> **TASK STATEMENT**:
Could you restate the data word for word?

━━━

PR #533, opened 2023-12-18
feat/531: Namada Interface - Public Testnet updates

### LINKED ISSUE #531: Interface: Public Testnet updates
This issue it to implement any updates to better support the public testnet.

- [x] Hook up to public testnet: `public-testnet-15.0dacadb8d663` and test, using tokens from `https://faucet.heliax.click`
- [x] Disable the Ethereum Bridge form in the interface
- [x] Disable ETH chain config for Goerli network
- [ ] Add Osmosis chain config and assets?
- [ ] Support native Cosmos & Osmosis tokens (i.e., display balance on IBC form)?
- [ ] Support IBC tokens for Cosmos & Osmosis _TODO_
- [x] Perhaps we should not display accounts with 0 token balance in the Send forms? We could link to testnet faucet (for now). Also, there is a bug that on submit transfer, the drop-down defaults to the first entry
- [x] Staking addresses should have aliases! This is very difficult to use unless you know which address has a balance
- [x] Staking - we should probably not display shielded addresses in this drop-down

jurevans:
Resolves #531 

### Notes

- Removed `selectedChainId` from Redux
- Moved network dropdown to IBC form, this now has local component state
- Added integration connect button for _Source_ - this will allow us to load source accounts from Cosmos (and other chains should we add more configs)
- Disabled ETH Bridge form
- Simplified overview heading to just `Wallet` so I didn't have to mess with styles (this display was broken with very large token amounts)
- Remove Staking sub-menu (specifically, the `Staking ... Public Goods Funding` sub-menu
- Don't show tokens with zero balance (Transparent/Shielded Send form, & IBC)

### Screenshots

IBC Form: `Cosmos` selected:
Screen Shot 2023-12-19 at 11 26 01 AM

IBC Form: Keplr extension attached, no balances warning:
Screen Shot 2023-12-20 at 7 59 28 AM

Staking - remove submenu, with _Public Goods Funding_
Screen Shot 2023-12-20 at 7 27 49 AM


apps/namada-interface/src/services/extensionEvents/handlers/namada.ts
```diff
@@ -45,6 +45,9 @@ export const NamadaTxStartedHandler =
 export const NamadaTxCompletedHandler =
   (dispatch: Dispatch<unknown>) => async (event: CustomEventInit) => {
     const { msgId, txType, success, payload } = event.detail;
+    if (payload) {
```
emccorson, line 48: It might be more future-proof to check `success` instead of `payload` for a failed transaction in case we want to send a payload for a successful transaction at some point.

apps/namada-interface/src/App/AccountOverview/DerivedAccounts/DerivedAccounts.tsx
```diff
@@ -38,8 +37,6 @@ import { CoinsState, fetchConversionRates } from "slices/coins";
 import { SettingsState } from "slices/settings";
 import Config from "config";
 
-const { NAMADA_INTERFACE_NAMADA_FAUCET_ADDRESS: faucetAddress } = process.env;
```
emccorson, line 41: This could also be dropped from `.env.sample` now.

packages/types/src/tx/tokens/Cosmos.ts
```diff
@@ -1,22 +1,71 @@
...
+};
 
 export const minDenomByToken = (token: CosmosTokenType): string => {
-  const tokenDenom = tokenDenomLookup(token)
+  const tokenDenom = tokenDenomLookup(token);
   return tokenDenom ? tokenDenom[0] : "";
-}
+};
+
+const supportedCoinTypes: RegisteredCoinType[] = [
```
emccorson, line 37: I think `CosmosSymbols.includes` could be used instead of `indexOf`, and the array spread can also be removed.

emccorson (approved):
Looks good to me! Just left some minor comments.

mateuszjasiuk (approved):
LGTM!

apps/namada-interface/src/services/extensionEvents/handlers/namada.ts
jurevans: fixed!

packages/types/src/tx/tokens/Cosmos.ts
jurevans: Fixed!

apps/namada-interface/src/App/AccountOverview/DerivedAccounts/DerivedAccounts.tsx
jurevans: Done!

━━━

> **RESULT**:
PR #533, opened 2023-12-18
feat/531: Namada Interface - Public Testnet updates

### LINKED ISSUE #531: Interface: Public Testnet updates
This issue it to implement any updates to better support the public testnet.

- [x] Hook up to public testnet: `public-testnet-15.0dacadb8d663` and test, using tokens from `https://faucet.heliax.click`
- [x] Disable the Ethereum Bridge form in the interface
- [x] Disable ETH chain config for Goerli network
- [ ] Add Osmosis chain config and assets?
- [ ] Support native Cosmos & Osmosis tokens (i.e., display balance on IBC form)?
- [ ] Support IBC tokens for Cosmos & Osmosis _TODO_
- [x] Perhaps we should not display accounts with 0 token balance in the Send forms? We could link to testnet faucet (for now). Also, there is a bug that on submit transfer, the drop-down defaults to the first entry
- [x] Staking addresses should have aliases! This is very difficult to use unless you know which address has a balance
- [x] Staking - we should probably not display shielded addresses in this drop-down

jurevans:
Resolves #531 

### Notes

- Removed `selectedChainId` from Redux
- Moved network dropdown to IBC form, this now has local component state
- Added integration connect button for _Source_ - this will allow us to load source accounts from Cosmos (and other chains should we add more configs)
- Disabled ETH Bridge form
- Simplified overview heading to just `Wallet` so I didn't have to mess with styles (this display was broken with very large token amounts)
- Remove Staking sub-menu (specifically, the `Staking ... Public Goods Funding` sub-menu
- Don't show tokens with zero balance (Transparent/Shielded Send form, & IBC)

### Screenshots

IBC Form: `Cosmos` selected:
Screen Shot 2023-12-19 at 11 26 01 AM

IBC Form: Keplr extension attached, no balances warning:
Screen Shot 2023-12-20 at 7 59 28 AM

Staking - remove submenu, with _Public Goods Funding_
Screen Shot 2023-12-20 at 7 27 49 AM


apps/namada-interface/src/services/extensionEvents/handlers/namada.ts
```diff
@@ -45,6 +45,9 @@ export const NamadaTxStartedHandler =
 export const NamadaTxCompletedHandler =
   (dispatch: Dispatch<unknown>) => async (event: CustomEventInit) => {
     const { msgId, txType, success, payload } = event.detail;
+    if (payload) {
```
emccorson, line 48: It might be more future-proof to check `success` instead of `payload` for a failed transaction in case we want to send a payload for a successful transaction at some point.

apps/namada-interface/src/App/AccountOverview/DerivedAccounts/DerivedAccounts.tsx
```diff
@@ -38,8 +37,6 @@ import { CoinsState, fetchConversionRates } from "slices/coins";
 import { SettingsState } from "slices/settings";
 import Config from "config";
 
-const { NAMADA_INTERFACE_NAMADA_FAUCET_ADDRESS: faucetAddress } = process.env;
```
emccorson, line 41: This could also be dropped from `.env.sample` now.

packages/types/src/tx/tokens/Cosmos.ts
```diff
@@ -1,22 +1,71 @@
...
+};
 
 export const minDenomByToken = (token: CosmosTokenType): string => {
-  const tokenDenom = tokenDenomLookup(token)
+  const tokenDenom = tokenDenomLookup(token);
   return tokenDenom ? tokenDenom[0] : "";
-}
+};
+
+const supportedCoinTypes: RegisteredCoinType[] = [
```
emccorson, line 37: I think `CosmosSymbols.includes` could be used instead of `indexOf`, and the array spread can also be removed.

emccorson (approved):
Looks good to me! Just left some minor comments.

mateuszjasiuk (approved):
LGTM!

apps/namada-interface/src/services/extensionEvents/handlers/namada.ts
jurevans: fixed!

packages/types/src/tx/tokens/Cosmos.ts
jurevans: Fixed!

apps/namada-interface/src/App/AccountOverview/DerivedAccounts/DerivedAccounts.tsx
jurevans: Done!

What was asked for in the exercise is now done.